[Records supplied]
PR #2024, opened 2015-09-29
Throw more user-friendly exception if uses passes path, not content for the "private_key" parameter

Kami:
The title says it all.

We already have documentation which clarifies that this parameter needs to contain key material and not a path, and we also have docs with examples which show how to use `@` CLI notation, but users are still stumbling on this so we should do something to mitigate this and save both (ourselves and them) some time.

### DIFF
--- a/st2actions/st2actions/runners/ssh/paramiko_ssh.py
+++ b/st2actions/st2actions/runners/ssh/paramiko_ssh.py
@@ -37,6 +37,8 @@ __all__ = [
     'SSHCommandTimeoutError'
 ]
 
+PRIVATE_KEY_HEADER = 'PRIVATE KEY-----'.lower()
+
 
 class SSHCommandTimeoutError(Exception):
     """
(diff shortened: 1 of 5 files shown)


st2actions/st2actions/runners/ssh/paramiko_ssh.py
```diff
@@ -483,5 +485,14 @@ def _get_pkey_object(self, key):
             else:
                 return key
 
-        msg = 'Invalid or unsupported key type'
+        # If a user passes in something which looks like file path we throw a more friendly
+        # exception letting the user know we expect the contents a not a path.
+        # Note: We do it here and not up the stack to avoid false positives.
+        contains_header = PRIVATE_KEY_HEADER in key.lower()
+        if not contains_header and (key.count('/') >= 1 or key.count('\\') >= 1):
```
Kami: As noted in the comment - the best place to check for this would be in the runner, but doing there could result in false positives so I do it here after we try to load the key.

lakshmi-kannan:
Nice. +1.

manasdk:
+1

PR #2025, opened 2015-09-29
CLI per user token cache

Kami:
This pull request improves token caching in the CLI - it now supports caching tokens for different users.

This means you can easily use multiple CLI config via `ST2_CONFIG_FILE` option or similar without disabling token cache.

On top of that it also adds some tests.

### DIFF
--- a/st2client/st2client/shell.py
+++ b/st2client/st2client/shell.py
@@ -409,14 +409,6 @@ class Shell(object):
 
         return token
 
-    def _get_cached_token_path_for_user(self, username):
-        """
-        Retrieve cached token path for the provided username.
-        """
-        file_name = 'token-%s' % (username)
-        result = os.path.abspath(os.path.join(ST2_CONFIG_DIRECTORY, file_name))
-        return result
-
     def _get_cached_auth_token(self, client, username, password):
         """
         Retrieve cached auth token from the file in the config directory.
@@ -461,9 +453,11 @@ class Shell(object):
 
         now = int(time.time())
         if (expire_timestamp + TOKEN_EXPIRATION_GRACE_PERIOD_SECONDS) < now:
+            LOG.debug('Cached token from file "%s" has expired' % (cached_token_path))
             # Token has expired
             return None
 
+        LOG.debug('Using cached token from file "%s"' % (cached_token_path))
         return token
 
     def _cache_auth_token(self, token_obj):
@@ -514,6 +508,7 @@ class Shell(object):
         with os.fdopen(fd, 'w') as fp:
             fp.write(data)
 
+        LOG.debug('Token has been cached in "%s"' % (cached_token_path))
         return True
 
     def _authenticate_and_retrieve_auth_token(self, client, username, password):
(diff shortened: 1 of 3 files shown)


st2client/st2client/shell.py
```diff
@@ -449,14 +451,17 @@ def _get_cached_auth_token(self, client, username, password):
...
         except Exception as e:
-            msg = 'File with cached token is corrupted: %s' % (str(e))
+            msg = ('File "%s" with cached token is corrupted or invalid (%s). Please delete '
+                   ' this file' % (cached_token_path, str(e)))
             raise ValueError(msg)
 
         now = int(time.time())
-        if (expire_timestamp + TOKEN_EXPIRATION_GRACE_PERIOD_SECONDS) < now:
+        if (expire_timestamp - TOKEN_EXPIRATION_GRACE_PERIOD_SECONDS) < now:
+            LOG.debug('Cached token from file "%s" has expired' % (cached_token_path))
```
manasdk: use comma, so string replacement is delayed to when required.

lakshmi-kannan:
With this I think we should fix CLI so if I supply credentials on the command line, we don't read from the rc config file. It got horribly confusing when I was doing that. 

st2 auth admin -p <password> would throw an authentication error because CLI was using creds from ~/.st2/config. Another PR is fine but calling out that this is indeed a problem.

st2client/st2client/shell.py
Kami: Premature optimization ftw :P

Kami:
@lakshmi-kannan Yeah, that's reasonable - don't use / skip CLI config when user uses `auth` command.

manasdk:
I am very confused with this change. If a token is cached then the token is already scoped to some user so why would a different user even be provided. Also, what usecase do we solve for where on the same client box we would like to use separate users? Also, the cached tokens etc are stored in the local users home dir i.e. this should literally be the same human being correct - so what is the usecase for supporting different usernames?

Kami:
@manasdk Testing and using different user accounts and connecting to different environment (staging, production, development, etc.).

Think supernova for OpenStack (https://github.com/major/supernova), etc.

For example:

```bash
ST2_CONFIG_FILE=~/.st2/user1.ini st2 action list
ST2_CONFIG_FILE=~/.st2/user2.ini st2 action list
ST2_CONFIG_FILE=~/.st2/user3.ini st2 action list

etc.
```

That's what I did in my RBAC demo, but I needed to disable token caching to make it work.

In short - making it easy for a single user to work / test with different accounts and / or environments.

manasdk:
> In short - making it easy for a single user to work / test with different accounts and / or environments.

I suspect this is a precedence issue. Something very much like what @lakshmi-kannan alluded to his comment.

I see why you would want to prefer using a token over authenticating every request, this is likely an issue with our approach which should be fixed with API keys and not caching tokens.

Anyway, go with what you have right now but this feel like bandage rather than a solve.

manasdk:
+1

lakshmi-kannan:
API keys vs tokens. Hmm. This will be a confusion pretty soon until we define what context does one prefer one over other?

manasdk:
> API keys vs tokens. Hmm. 

Then ignore I said API keys for now :P

PR #2027, opened 2015-09-30
Move registrars

manasdk:
* Having registrars in different location is confusing so collecting them in the same module.
* info line is unnecessary so moved it to debug like other registrars.


Kami:
:+1:

PR #2029, opened 2015-09-30
[CLI] Skip automatic authentication on "auth" command

Kami:
The title says it all.


st2client/st2client/shell.py
```diff
@@ -78,6 +78,11 @@
     'debug': ['cli', 'debug']
 }
 
+# A list of command classes for which automatic authentication should be skipped.
+SKIP_AUTH_CLASSES = [
+    'TokenCreateCommand'
```
manasdk: Can you use an import so that name changes impact are immediate and obvious. 

e.g. if TokenCreateCommand is renamed we will see a very visible regression.

manasdk:
+1

st2client/st2client/shell.py
Kami: First I actually check for "auth" being first value in argv, but then I decided to go with the current approach...

I'm also working on some tests, but it's a bit of a pita.

lakshmi-kannan:
Holy jolly +1

st2client/st2client/shell.py
Kami: @manasdk So let me know what you think, i'm fine with changing it back to checking for "auth" argv.

manasdk: I am cool with this ... all I am suggesting is

```
from st2client.commands.auth import TokenCreateCommand
SKIP_AUTH_CLASSES = [TokenCreateCommand.__name__]
```

assuming the import allow

Kami: Sure, I can do that.

PR #2030, opened 2015-09-30
Support single quote in actionaliasexecution

manasdk:
* values with spaces can be represented either by single or double quotes

### DIFF
--- a/st2common/st2common/models/utils/action_alias_utils.py
+++ b/st2common/st2common/models/utils/action_alias_utils.py
@@ -62,9 +62,6 @@ class JsonValueParser(object):
 
 
 class StringValueParser(object):
-    start = '"'
-    end = '"'
-    escape = '\\'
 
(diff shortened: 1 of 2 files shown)


Kami:
Do we need to make same changes to hubot plugin?

manasdk:
> Do we need to make same changes to hubot plugin?

Not same but related. Doing that right now.

Kami:
Yeah, that's what I meant :)

To confirm (I didn't see that in tests, maybe I missed it), does this allow user to mix quotes (e.g. one string is quoted using single quotes and one is using double quotes)?

manasdk:
> does this allow user to mix quotes

yes. I am considering that as a +ve thing :)

manasdk:
Corresponding fix in hubot-stackstorm https://github.com/StackStorm/hubot-stackstorm/pull/41

PR #2031, opened 2015-10-01
RFR - Strip '\r' or '\r\n' chars from stdout and stderr

lakshmi-kannan:
Found this issue by enabling paramiko on build002. 

It appears Fabric is already stripping '\r' or '\n' or '\r\n' characters from stdout and stderr. https://github.com/fabric/fabric/blob/master/fabric/io.py#L121

70808a0 removes the duplicate stripping from our fabric interface code. 

84aec38 mimics the stripping behavior in both local runner and paramiko runner.

### DIFF
--- a/st2common/st2common/util/misc.py
+++ b/st2common/st2common/util/misc.py
@@ -56,9 +56,26 @@ def compare_path_file_name(file_path_a, file_path_b):
     return file_name_a < file_name_b
 
 
-def strip_last_newline_char(input_str):
+def strip_shell_chars(input_str):
     """
-    Strips the last char if its newline.
+    Strips the last '\r' or '\n' or '\r\n' string at the end of
+    the input string. This is typically used to strip ``stdout``
+    and ``stderr`` streams of those characters.
+
+    :param input_str: Input string to be stripped.
+    :type input_str: ``str``
+
+    :rtype: ``str``
+    """
+    stripped_str = rstrip_last_char(input_str, '\n')
+    stripped_str = rstrip_last_char(stripped_str, '\r')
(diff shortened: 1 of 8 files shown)


manasdk:
+1

st2common/st2common/util/misc.py
```diff
@@ -68,7 +85,10 @@ def strip_last_newline_char(input_str):
     if not input_str:
         return input_str
 
-    if input_str.endswith('\n'):
-        return input_str[:-1]
+    if not char_to_strip:
+        return input_str
+
+    if input_str.endswith(char_to_strip):
```
lakshmi-kannan: rstrip is dangerous because it can remove multiple instances. 

E.g. In [1]: s = 'shit\n\n'

In [2]: s.rstrip('\n')
Out[2]: 'shit'

In [3]:

manasdk: Ah. Makes sense.

st2common/st2common/util/misc.py
```diff
@@ -56,9 +56,26 @@ def compare_path_file_name(file_path_a, file_path_b):
...
+    :type input_str: ``str``
+
+    :rtype: ``str``
+    """
+    stripped_str = rstrip_last_char(input_str, '\n')
+    stripped_str = rstrip_last_char(stripped_str, '\r')
+    return stripped_str
+
+
+def rstrip_last_char(input_str, char_to_strip):
```
Kami: It looks like the second argument should be called `word/str_to_strip` since it supports stripping multiple characters and that's also what you do in some of the tests :P

PR #2033, opened 2015-10-02
RFR: Env variables support paramiko

lakshmi-kannan:
Spent several hours on this and tested various cases. Seems to work now. But would appreciate more eyes and testing.  cc: @manasdk , @Kami

### DIFF
--- a/st2common/st2common/models/system/action.py
+++ b/st2common/st2common/models/system/action.py
@@ -52,6 +52,8 @@ LOGGED_USER_USERNAME = pwd.getpwuid(os.getuid())[0]
 
 
 class ShellCommandAction(object):
+    EXPORT_CMD = 'export'
+
     def __init__(self, name, action_exec_id, command, user, env_vars=None, sudo=False,
                  timeout=None, cwd=None):
         self.name = name
@@ -85,6 +87,18 @@ class ShellCommandAction(object):
 
     def get_cwd(self):
         return self.cwd
+
+    def _get_env_vars_export_string(self):
+        if self.env_vars:
+            exports = ' '.join(
+                '%s=%s' % (quote_unix(k), quote_unix(v))
+                for k, v in self.env_vars.iteritems()
+            )
+            shell_env_str = '%s %s' % (ShellCommandAction.EXPORT_CMD, exports)
+        else:
+            shell_env_str = ''
+
+        return shell_env_str
 
     def _get_command_string(self, cmd, args):
         """
--- a/st2common/st2common/models/system/action.py
+++ b/st2common/st2common/models/system/action.py
@@ -216,7 +216,7 @@ class ShellScriptAction(ShellCommandAction):
                     if value is True:
                         command_parts.append(arg)
                 else:
-                    command_parts.append('%s=%s' % (arg, quote_unix(str(value))))
+                    command_parts.append('%s=%s' % (quote_unix(arg), quote_unix(str(value))))
 
         # add the positional args
         if positional_args:
--- a/st2common/st2common/models/system/action.py
+++ b/st2common/st2common/models/system/action.py
@@ -90,6 +90,8 @@ class ShellCommandAction(object):
 
     def _get_env_vars_export_string(self):
         if self.env_vars:
+            # Envrionment variables could contain spaces and open us to shell
+            # injection attacks. Always quote the key and the value.
             exports = ' '.join(
                 '%s=%s' % (quote_unix(k), quote_unix(v))
                 for k, v in self.env_vars.iteritems()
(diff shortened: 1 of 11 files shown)


st2common/st2common/models/system/action.py
```diff
@@ -86,6 +88,18 @@ def get_timeout(self):
     def get_cwd(self):
         return self.cwd
 
+    def _get_env_vars_export_string(self):
```
lakshmi-kannan: Note to self: needs unit test

lakshmi-kannan:
Also found one more issue where we do cd {{cwd_dir}} && sudo -E -- bash -c 'command'. This is broken if only sudo user has access to cwd. So I'll be adding a commit to fix that.

lakshmi-kannan:
This still doesn't get this command to work on a box: https://github.com/StackStorm/st2cd/blob/master/actions/workflows/st2_deploy_test.yaml#L42

I am debugging that.

Kami:
(thinking out loud)

1. Does paramiko indeed use `export` or does it just use local variables and `FOO=bar ./script.sh` syntax? export is probably better in this case, especially if user / we run multiple commands...
2. export only works in some shells (sh, bash) but not others (csh), but I don't think that's a big deal since we pretty much assume bash.

Kami:
> Also found one more issue where we do cd {{cwd_dir}} && sudo -E -- bash -c 'command'. This is broken if only sudo user has access to cwd. So I'll be adding a commit to fix that.

Good catch. We should indeed cwd in the sudo block.

lakshmi-kannan:
>Does paramiko indeed use export or does it just use local variables and FOO=bar ./script.sh syntax? export is probably better in this case, especially if user / we run multiple commands

I manually create an ``export`` string and add it to the command. E.g. ``export FOO=BAR && /tmp/exec_id/script.py --arg1=foo``

>export only works in some shells (sh, bash) but not others (csh), but I don't think that's a big deal since we pretty much assume bash.
Yep. This is what fabric does too. Too bad if they use csh :P.

lakshmi-kannan:
I'd definitely appreciate :eyes: on the tests. I think now we have better coverage than before. There are still more tests I could write. If there is anything in particular you want me to add, let me know. This PR was a PITA.

st2common/st2common/models/system/action.py
```diff
@@ -86,6 +88,18 @@ def get_timeout(self):
...
+        if self.env_vars:
+            exports = ' '.join(
+                '%s=%s' % (quote_unix(k), quote_unix(v))
```
manasdk: AFAICT quote_unix will run on exports later when the complete command is prepared. Is it still necessary to quote here?

lakshmi-kannan: Trust me, it's needed :P.

st2common/tests/unit/test_paramiko_script_action_model.py
```diff
@@ -20,7 +20,107 @@
...
 
-    def test_get_command_string(self):
+    def test_get_command_string_no_env_vars(self):
+        script_action = ParamikoRemoteScriptActionTests._get_test_script_action()
+        ex = 'cd /tmp && /tmp/remote_script.sh song=\'b s\' \'taylor swift\''
+        self.assertEqual(script_action.get_full_command_string(), ex)
+
+        # Test with sudo
+        script_action.sudo = True
+        ex = 'sudo -E -- bash -c ' + \
```
manasdk: lol ... I look at this an accept it as fact

st2common/st2common/models/system/action.py
manasdk: Then please add a comment saying why it is needed. Else, it could easily be dropped in some refactoring/clean-up effort.

manasdk:
Seems like a liberal sprinkling of quote_unix  fixes our woes. For me very hard to rationalize this PR.

So +1

Kami:
> Seems like a liberal sprinkling of quote_unix fixes our woes. For me very hard to rationalize this PR.

The problem with "liberally sprinkling" quote_unix everywhere is that things will break if values are escaped multiple times.

As mentioned before, imo, escaping is same as handling unicode / bytes in Python 3 - as long as you do it explicitly and you know in every step you are dealing with (bytes / unicode, unescaped / escape) value, there will be no problems.

Anyway, yeah, the biggest problem is it's kinda hard to follow through those changes right now and know where the value is escaped.

Maybe in the future we should come up with some kind of class abstraction for escaped values which behaves like `str`. It might be a bit heavy and unpythonic, but the idea behind is that we can do "static" analysis / lint and know what we are dealing with in each line.

Kami:
Also, I know that I'm late, but LGTM :+1:

PR #2034, opened 2015-10-02
Add RBAC migration for deleting a bad (mistyped) role

Kami:
That's about as ghetto as it gets, but until we invest in a proper schema / data migration framework that's what we are left with.


manasdk:
lol ... what happened that this bad role got through?

Kami:
fat fingers

PR #2035, opened 2015-10-02
Remove st2common logging dependency from st2client

m4dcoder:


Kami:
LGTM, +1

(and also sorry, I think I made change)

Kami:
One thing we could eventually do to get rid of copy and paste is copy the file over during build in Makefile, similar as we do with `dist_utils.py`.

m4dcoder:
@Kami: Don't worry about it.

m4dcoder:
That's an interesting idea. Do you mean still reference st2common but copy over on make?  But how will it impact unit testing?

PR #2037, opened 2015-10-02
Use a different username than stanley to save the build

lakshmi-kannan:


st2common/tests/unit/test_paramiko_command_action_model.py
```diff
@@ -22,7 +22,7 @@ class ParamikoRemoteComamndActionTests(unittest2.TestCase):
 
     def test_get_command_string_no_env_vars(self):
         cmd_action = ParamikoRemoteComamndActionTests._get_test_command_action('echo boo bah baz')
-        ex = 'sudo -E -u stanley -- bash -c \'cd /tmp && echo boo bah baz\''
```
Kami: I'm slightly confused how this caused the build to fail since it looks like we only retrieve the command string and commands are not actually executed, but anyway...

PR #2182, opened 2015-11-09
actionrunner invocation script improvments

dennybaa:


Kami:
This script is only used on Ubuntu inside docker image, right?

Kami:
LGTM

dennybaa:
inside packages. but yeah this a stub for debian docker containers... Not to use systemd

Kami:
Merged, thanks.

PR #2185, opened 2015-11-09
Support for default values on the API models

Kami:
This pull request introduces support for default values on API model (we already support this for action parameters).

Most of the API models already defined "default" attributes in the JSON schema, but those attributes were actually ignored and not used. Not using those attributes means we need to assign default value in multiple places - you can see a bunch of `getattr` in to_model, etc. This also resulted in a lot of bugs in the past ("rule" has no property enabled, etc.).

That's obviously bad since default values needs to spread and set all around the code base. This pull request resolves this and introduces a consistent interface - default attribute will be set on the model API instance after "model.validate()" is called if the JSON schema defined a default value. This means no more nasty getattr stuff and now we know exactly when attributes are set and available.

### DIFF
--- a/st2common/st2common/models/api/action.py
+++ b/st2common/st2common/models/api/action.py
@@ -87,7 +87,7 @@ class RunnerTypeAPI(BaseAPI):
                 "description": "Input parameters for the action runner.",
                 "type": "object",
                 "patternProperties": {
-                    "^\w+$": util_schema.get_draft_schema(version='action_params')
+                    "^\w+$": util_schema.get_action_parameters_schema()
                 }
             }
         },
@@ -178,7 +178,7 @@ class ActionAPI(BaseAPI, APIUIDMixin):
                 "description": "Input parameters for the action.",
                 "type": "object",
                 "patternProperties": {
-                    "^\w+$": util_schema.get_draft_schema(version='action_params')
+                    "^\w+$": util_schema.get_action_parameters_schema()
                 },
                 "default": {}
             },
--- a/st2common/st2common/models/api/action.py
+++ b/st2common/st2common/models/api/action.py
@@ -87,7 +87,7 @@ class RunnerTypeAPI(BaseAPI):
                 "description": "Input parameters for the action runner.",
                 "type": "object",
                 "patternProperties": {
-                    "^\w+$": util_schema.get_draft_schema()
+                    "^\w+$": util_schema.get_draft_schema(version='action_params')
                 }
             }
         },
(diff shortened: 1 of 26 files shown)


st2common/st2common/models/api/base.py
```diff
@@ -71,7 +70,22 @@ def __json__(self):
...
+        """
+        Perform validation and return cleaned object on success.
+        """
+        schema = getattr(self, 'schema', {})
+        attributes = vars(self)
+
+        cleaned = util_schema.validate(instance=attributes, schema=schema,
+                                       cls=util_schema.CustomValidator, use_default=True)
+
+        # Note: For backward compatibility reasons, we re-assign attributes one the current
```
Kami: I would personally prefer a different interface where `validate()` doesn't mutate object in place but returns a new "cleaned" object?

That's similar to how most other existing validation frameworks (in Django, mongonegine, etc.) work.

Changing it would obviously require more work since all the existing code needs to be updating, but I think it's worth it. What do others think?

st2common/st2common/models/api/action.py
```diff
@@ -88,7 +87,7 @@ class RunnerTypeAPI(BaseAPI):
                 "description": "Input parameters for the action runner.",
                 "type": "object",
                 "patternProperties": {
-                    "^\w+$": util_schema.get_draft_schema()
+                    "^\w+$": util_schema.get_draft_schema(version='action_params')
```
manasdk: Can you make `action_params` a constant?

st2common/st2common/models/api/base.py
manasdk: Yes. destructive interfaces like this are problematic and lead to surprising behaviors. It would be great if we move away to something safer for sure.

Kami: Alright, I will make that change. Hopefully it won't be too bad :)

Kami: I made the "return new cleaned instance on validate" change in 37f3f8e7e1cbf26983a53ea5ce2aead53e8d86d7.

All the tests pass and I grepped for "validate" in the code base and I didn't find any more usages of it. In any case, we should still keep an eye on it in case I missed something and a regression pops up in the future.

st2common/st2common/models/api/action.py
Kami: Yeah, sure - I will actually just add a new method - "get_actions_parameters_schema".

estee-tew:
https://stackstorm.slack.com/archives/stackstorm/p1450759295017313

estee-tew:
https://stackstorm.slack.com/archives/stackstorm/p1450759291017312

PR #2186, opened 2015-11-09
Handle sensor being updated with an enabled status of False

vCabbage:
* Previous behavior was to reload the sensor on any update.
* This change handles the sensor being disabled by only unloading if enabled is set to False.


manasdk:
LGTM

+1

PR #2187, opened 2015-11-09
Delete sensor from process container before terminating

vCabbage:
* Eliminates a race condition where the process could be respawned before `_delete_sensor` is called.


manasdk:
LGTM 

+1

Kami:
Thanks good catch - the change looks good to me.

Kami:
@manasdk Since you merged the PR, can you please also update changelog?

Kami:
Updated the changelog and also cherry-picked this fix onto v1.1.1 branch.

Thanks again.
[/Records supplied]
◆ Instructions to follow
Each line above with the string "making" should be reported in full.

◆ Result
In short - making it easy for a single user to work / test with different accounts and / or environments.
> In short - making it easy for a single user to work / test with different accounts and / or environments.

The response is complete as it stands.